**Task requirements**
Lift out each line of the data that holds "sscarduzio".

----- Material for this exercise -----

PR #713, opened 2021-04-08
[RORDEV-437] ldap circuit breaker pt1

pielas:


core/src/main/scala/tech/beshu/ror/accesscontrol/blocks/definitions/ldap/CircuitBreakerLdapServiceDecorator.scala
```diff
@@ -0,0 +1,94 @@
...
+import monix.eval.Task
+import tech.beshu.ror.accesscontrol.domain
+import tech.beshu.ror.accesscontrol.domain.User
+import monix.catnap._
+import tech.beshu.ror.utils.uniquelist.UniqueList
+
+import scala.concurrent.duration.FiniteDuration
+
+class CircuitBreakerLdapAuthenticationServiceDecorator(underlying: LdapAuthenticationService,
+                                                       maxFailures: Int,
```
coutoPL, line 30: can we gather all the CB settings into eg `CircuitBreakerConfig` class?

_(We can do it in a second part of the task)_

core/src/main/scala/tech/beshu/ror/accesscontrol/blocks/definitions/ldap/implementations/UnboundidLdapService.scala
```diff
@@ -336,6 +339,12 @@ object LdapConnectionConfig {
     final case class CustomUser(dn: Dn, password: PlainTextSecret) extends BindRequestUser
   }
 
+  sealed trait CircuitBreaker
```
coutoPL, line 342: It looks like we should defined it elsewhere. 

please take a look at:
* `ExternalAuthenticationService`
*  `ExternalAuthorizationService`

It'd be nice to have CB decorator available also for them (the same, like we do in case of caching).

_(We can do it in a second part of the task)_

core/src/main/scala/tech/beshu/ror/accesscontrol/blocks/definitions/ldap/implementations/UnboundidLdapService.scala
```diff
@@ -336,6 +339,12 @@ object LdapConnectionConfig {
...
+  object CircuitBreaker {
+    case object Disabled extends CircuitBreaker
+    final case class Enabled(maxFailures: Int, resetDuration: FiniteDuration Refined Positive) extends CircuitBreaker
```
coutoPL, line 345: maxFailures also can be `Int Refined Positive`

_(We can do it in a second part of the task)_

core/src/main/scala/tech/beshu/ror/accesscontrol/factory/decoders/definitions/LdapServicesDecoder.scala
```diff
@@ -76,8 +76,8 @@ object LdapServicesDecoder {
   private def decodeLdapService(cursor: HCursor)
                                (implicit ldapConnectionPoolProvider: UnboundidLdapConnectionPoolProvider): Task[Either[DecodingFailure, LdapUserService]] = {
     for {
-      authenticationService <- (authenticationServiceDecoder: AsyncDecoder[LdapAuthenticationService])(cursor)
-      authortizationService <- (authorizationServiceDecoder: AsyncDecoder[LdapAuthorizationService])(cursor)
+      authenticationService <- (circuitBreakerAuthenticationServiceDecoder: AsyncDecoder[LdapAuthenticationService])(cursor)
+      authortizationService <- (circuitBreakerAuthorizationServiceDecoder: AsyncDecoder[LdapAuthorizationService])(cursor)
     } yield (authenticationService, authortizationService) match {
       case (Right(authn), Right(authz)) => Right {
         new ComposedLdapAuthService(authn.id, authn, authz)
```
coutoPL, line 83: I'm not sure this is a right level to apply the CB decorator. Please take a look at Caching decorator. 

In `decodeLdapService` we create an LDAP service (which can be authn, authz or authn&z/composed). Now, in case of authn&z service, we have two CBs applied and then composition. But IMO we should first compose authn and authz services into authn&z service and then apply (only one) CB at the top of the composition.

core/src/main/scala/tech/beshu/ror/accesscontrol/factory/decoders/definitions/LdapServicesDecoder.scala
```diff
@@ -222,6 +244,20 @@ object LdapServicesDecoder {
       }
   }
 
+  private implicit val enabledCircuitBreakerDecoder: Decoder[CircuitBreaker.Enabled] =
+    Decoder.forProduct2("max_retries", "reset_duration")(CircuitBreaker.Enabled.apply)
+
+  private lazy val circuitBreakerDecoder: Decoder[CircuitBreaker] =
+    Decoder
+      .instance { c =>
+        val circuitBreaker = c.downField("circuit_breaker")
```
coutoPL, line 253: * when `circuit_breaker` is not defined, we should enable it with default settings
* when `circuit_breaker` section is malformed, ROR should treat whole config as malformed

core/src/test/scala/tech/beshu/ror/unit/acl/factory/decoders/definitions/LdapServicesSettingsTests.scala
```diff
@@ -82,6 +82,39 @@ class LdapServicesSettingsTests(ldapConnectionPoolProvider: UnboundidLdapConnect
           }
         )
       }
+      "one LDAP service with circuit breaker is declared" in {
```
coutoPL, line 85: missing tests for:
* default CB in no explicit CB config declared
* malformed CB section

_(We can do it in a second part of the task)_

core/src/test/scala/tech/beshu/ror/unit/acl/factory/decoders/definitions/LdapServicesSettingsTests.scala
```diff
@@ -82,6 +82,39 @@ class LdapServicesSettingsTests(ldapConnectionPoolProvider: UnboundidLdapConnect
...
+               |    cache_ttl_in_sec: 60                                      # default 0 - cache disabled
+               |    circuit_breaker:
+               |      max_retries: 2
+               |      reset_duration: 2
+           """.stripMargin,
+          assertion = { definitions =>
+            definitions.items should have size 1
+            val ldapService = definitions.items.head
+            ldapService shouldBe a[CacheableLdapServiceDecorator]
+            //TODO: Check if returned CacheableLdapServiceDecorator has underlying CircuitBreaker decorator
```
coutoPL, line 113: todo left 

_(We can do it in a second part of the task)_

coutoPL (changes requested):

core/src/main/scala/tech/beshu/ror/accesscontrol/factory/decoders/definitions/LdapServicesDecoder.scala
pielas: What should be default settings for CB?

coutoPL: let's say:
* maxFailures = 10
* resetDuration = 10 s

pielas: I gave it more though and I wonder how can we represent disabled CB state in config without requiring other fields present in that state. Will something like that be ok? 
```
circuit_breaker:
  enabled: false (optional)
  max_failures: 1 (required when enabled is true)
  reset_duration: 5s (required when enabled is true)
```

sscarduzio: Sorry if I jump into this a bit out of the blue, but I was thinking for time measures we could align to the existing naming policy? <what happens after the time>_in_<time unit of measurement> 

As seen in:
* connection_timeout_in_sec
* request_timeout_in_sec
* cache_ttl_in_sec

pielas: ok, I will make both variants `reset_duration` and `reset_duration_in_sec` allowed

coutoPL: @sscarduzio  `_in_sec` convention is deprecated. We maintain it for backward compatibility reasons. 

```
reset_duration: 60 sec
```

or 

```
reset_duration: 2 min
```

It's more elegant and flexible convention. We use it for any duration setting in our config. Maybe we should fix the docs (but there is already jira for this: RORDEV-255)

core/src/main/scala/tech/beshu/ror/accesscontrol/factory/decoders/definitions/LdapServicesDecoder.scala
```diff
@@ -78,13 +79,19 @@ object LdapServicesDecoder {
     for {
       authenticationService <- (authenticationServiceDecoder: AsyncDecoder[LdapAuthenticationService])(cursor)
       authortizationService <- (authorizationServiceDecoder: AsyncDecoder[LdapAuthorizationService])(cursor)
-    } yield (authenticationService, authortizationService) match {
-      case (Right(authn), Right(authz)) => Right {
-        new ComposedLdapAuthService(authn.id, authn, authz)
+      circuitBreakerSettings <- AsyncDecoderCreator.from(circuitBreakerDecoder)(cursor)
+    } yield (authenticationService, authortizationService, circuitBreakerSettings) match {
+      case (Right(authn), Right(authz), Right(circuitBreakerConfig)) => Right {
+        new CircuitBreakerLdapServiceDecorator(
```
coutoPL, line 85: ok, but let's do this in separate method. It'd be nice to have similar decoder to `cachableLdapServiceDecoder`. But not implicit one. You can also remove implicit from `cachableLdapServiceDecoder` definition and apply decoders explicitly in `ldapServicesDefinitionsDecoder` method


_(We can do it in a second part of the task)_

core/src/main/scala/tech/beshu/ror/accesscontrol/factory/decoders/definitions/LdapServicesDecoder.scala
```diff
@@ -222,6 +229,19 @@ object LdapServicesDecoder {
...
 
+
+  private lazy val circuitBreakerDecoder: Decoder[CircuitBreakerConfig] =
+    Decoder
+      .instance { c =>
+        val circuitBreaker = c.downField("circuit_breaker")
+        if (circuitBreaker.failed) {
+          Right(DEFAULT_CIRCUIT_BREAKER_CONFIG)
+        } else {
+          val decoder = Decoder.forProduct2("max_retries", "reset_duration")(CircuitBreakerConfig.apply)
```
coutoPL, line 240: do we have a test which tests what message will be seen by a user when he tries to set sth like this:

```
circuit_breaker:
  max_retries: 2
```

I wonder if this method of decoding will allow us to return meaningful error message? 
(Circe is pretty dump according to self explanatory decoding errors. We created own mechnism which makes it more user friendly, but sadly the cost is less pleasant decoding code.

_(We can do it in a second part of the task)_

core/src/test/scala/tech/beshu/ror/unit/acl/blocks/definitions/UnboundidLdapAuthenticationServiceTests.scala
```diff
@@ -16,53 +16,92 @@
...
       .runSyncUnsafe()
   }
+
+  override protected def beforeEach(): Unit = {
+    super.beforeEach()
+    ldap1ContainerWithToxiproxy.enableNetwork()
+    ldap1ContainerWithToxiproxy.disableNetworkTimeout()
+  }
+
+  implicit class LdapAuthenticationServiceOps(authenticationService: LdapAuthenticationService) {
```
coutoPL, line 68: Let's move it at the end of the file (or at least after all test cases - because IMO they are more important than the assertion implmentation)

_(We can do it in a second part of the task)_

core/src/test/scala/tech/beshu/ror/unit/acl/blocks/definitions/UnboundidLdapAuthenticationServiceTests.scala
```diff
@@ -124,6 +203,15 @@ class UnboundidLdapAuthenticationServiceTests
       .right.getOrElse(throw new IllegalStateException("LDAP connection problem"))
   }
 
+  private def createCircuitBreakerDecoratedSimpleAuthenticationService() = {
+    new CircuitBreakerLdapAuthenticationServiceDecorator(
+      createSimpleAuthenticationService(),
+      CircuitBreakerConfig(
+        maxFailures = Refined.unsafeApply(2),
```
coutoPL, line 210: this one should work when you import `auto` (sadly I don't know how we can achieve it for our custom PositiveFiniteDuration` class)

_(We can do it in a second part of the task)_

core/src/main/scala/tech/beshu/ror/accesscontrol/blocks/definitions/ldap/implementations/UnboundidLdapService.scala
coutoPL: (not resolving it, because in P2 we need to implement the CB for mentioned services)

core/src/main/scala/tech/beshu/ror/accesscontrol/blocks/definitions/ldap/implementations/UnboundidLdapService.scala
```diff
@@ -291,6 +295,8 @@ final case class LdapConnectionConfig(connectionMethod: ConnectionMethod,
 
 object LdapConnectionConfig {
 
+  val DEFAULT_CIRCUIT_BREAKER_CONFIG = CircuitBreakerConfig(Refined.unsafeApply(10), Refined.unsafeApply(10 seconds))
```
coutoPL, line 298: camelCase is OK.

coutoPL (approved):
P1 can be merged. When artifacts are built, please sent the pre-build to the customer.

-----

**The answer**
sscarduzio: Sorry if I jump into this a bit out of the blue, but I was thinking for time measures we could align to the existing naming policy? <what happens after the time>_in_<time unit of measurement> 
coutoPL: @sscarduzio  `_in_sec` convention is deprecated. We maintain it for backward compatibility reasons. 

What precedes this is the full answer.